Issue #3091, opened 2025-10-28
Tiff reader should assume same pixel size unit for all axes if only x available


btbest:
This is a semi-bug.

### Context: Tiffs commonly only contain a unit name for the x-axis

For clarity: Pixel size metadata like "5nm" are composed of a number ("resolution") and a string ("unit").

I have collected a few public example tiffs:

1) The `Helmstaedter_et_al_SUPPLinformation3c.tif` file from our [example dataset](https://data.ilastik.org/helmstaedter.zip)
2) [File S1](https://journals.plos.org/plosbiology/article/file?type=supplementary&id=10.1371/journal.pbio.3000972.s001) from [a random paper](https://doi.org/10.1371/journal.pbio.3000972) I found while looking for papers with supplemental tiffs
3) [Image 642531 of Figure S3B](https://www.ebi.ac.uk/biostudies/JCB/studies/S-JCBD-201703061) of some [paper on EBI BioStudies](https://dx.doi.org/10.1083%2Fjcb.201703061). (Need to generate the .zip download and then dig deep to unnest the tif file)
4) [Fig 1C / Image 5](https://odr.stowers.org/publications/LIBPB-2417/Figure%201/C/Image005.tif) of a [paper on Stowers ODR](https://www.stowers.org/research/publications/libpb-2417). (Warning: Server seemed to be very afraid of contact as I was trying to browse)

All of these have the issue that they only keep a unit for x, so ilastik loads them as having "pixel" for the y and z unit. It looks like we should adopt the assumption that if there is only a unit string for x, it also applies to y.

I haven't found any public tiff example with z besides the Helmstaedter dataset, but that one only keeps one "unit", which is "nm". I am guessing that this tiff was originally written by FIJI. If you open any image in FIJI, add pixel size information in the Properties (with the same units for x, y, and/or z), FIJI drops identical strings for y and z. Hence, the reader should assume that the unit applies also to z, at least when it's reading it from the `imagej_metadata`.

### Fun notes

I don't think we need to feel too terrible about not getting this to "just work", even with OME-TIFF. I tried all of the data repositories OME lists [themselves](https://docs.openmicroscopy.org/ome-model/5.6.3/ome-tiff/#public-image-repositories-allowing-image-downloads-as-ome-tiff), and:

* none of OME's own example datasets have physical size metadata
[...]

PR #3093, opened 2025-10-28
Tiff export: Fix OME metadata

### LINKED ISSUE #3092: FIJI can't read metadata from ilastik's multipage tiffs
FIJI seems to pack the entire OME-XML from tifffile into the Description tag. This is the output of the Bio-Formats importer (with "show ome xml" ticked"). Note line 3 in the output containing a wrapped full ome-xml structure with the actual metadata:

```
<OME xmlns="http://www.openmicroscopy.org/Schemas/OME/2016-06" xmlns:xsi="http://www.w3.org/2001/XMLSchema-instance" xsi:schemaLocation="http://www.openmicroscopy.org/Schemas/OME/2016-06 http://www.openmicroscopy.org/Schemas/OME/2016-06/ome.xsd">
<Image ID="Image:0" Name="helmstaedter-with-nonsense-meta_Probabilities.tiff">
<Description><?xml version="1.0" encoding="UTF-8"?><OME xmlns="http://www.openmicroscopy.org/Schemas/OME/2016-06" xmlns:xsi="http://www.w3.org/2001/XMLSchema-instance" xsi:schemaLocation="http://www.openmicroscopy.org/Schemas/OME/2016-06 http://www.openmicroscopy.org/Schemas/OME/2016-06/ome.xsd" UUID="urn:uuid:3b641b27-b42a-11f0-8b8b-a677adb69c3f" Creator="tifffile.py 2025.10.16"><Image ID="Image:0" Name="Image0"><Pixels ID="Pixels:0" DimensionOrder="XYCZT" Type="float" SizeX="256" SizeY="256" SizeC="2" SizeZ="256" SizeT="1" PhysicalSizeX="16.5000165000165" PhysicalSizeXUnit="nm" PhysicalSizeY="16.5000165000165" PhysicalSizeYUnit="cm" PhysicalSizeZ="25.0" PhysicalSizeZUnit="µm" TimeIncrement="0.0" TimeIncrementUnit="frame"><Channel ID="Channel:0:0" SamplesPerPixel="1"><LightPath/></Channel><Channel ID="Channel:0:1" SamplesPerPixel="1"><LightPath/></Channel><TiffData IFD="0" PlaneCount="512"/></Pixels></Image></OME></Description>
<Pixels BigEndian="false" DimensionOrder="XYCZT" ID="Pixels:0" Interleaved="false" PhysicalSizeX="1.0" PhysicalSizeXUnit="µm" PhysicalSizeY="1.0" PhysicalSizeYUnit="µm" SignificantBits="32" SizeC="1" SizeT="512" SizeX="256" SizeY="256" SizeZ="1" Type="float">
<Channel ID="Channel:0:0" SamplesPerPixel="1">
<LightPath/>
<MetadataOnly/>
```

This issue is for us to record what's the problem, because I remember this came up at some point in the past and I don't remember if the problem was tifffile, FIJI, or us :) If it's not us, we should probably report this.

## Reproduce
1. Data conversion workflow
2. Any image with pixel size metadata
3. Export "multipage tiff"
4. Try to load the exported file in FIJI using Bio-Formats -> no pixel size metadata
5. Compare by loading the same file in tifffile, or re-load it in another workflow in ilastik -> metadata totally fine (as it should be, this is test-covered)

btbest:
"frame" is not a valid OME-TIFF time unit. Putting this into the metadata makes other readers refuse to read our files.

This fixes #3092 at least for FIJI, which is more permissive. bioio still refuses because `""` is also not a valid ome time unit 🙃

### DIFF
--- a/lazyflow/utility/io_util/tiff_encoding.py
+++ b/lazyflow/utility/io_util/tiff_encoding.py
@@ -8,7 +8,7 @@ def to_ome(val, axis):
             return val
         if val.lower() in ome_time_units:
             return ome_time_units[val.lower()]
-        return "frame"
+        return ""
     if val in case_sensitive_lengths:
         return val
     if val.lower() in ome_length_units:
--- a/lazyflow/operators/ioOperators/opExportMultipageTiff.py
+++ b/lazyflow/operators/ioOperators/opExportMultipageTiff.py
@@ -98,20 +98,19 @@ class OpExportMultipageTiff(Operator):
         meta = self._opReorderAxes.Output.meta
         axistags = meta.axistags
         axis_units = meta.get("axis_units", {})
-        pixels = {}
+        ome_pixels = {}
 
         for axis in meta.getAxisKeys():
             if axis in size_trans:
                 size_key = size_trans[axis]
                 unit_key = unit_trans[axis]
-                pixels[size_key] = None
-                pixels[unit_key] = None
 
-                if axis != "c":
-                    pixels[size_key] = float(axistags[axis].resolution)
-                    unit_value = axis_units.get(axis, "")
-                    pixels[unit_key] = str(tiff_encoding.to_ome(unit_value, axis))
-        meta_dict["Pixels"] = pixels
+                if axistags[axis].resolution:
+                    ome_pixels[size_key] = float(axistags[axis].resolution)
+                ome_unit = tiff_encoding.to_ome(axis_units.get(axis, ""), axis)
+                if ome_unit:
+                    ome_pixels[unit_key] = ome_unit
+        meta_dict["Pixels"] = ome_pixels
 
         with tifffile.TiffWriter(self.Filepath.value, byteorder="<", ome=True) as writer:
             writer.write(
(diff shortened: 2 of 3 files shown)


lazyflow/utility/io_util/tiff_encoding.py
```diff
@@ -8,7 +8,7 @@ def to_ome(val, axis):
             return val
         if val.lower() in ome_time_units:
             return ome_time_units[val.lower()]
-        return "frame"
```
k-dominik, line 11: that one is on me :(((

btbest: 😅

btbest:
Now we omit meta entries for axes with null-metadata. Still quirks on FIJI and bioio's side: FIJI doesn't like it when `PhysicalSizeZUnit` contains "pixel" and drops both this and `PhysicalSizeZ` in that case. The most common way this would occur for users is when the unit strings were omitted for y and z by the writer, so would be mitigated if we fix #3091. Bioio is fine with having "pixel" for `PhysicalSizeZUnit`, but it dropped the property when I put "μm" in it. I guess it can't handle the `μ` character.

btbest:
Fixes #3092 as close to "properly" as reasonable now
--------------------
EXERCISE
Every line of the entries above that holds "lazyflow" should be copied out.

FINISHED EXERCISE
--- a/lazyflow/utility/io_util/tiff_encoding.py
+++ b/lazyflow/utility/io_util/tiff_encoding.py
--- a/lazyflow/operators/ioOperators/opExportMultipageTiff.py
+++ b/lazyflow/operators/ioOperators/opExportMultipageTiff.py
lazyflow/utility/io_util/tiff_encoding.py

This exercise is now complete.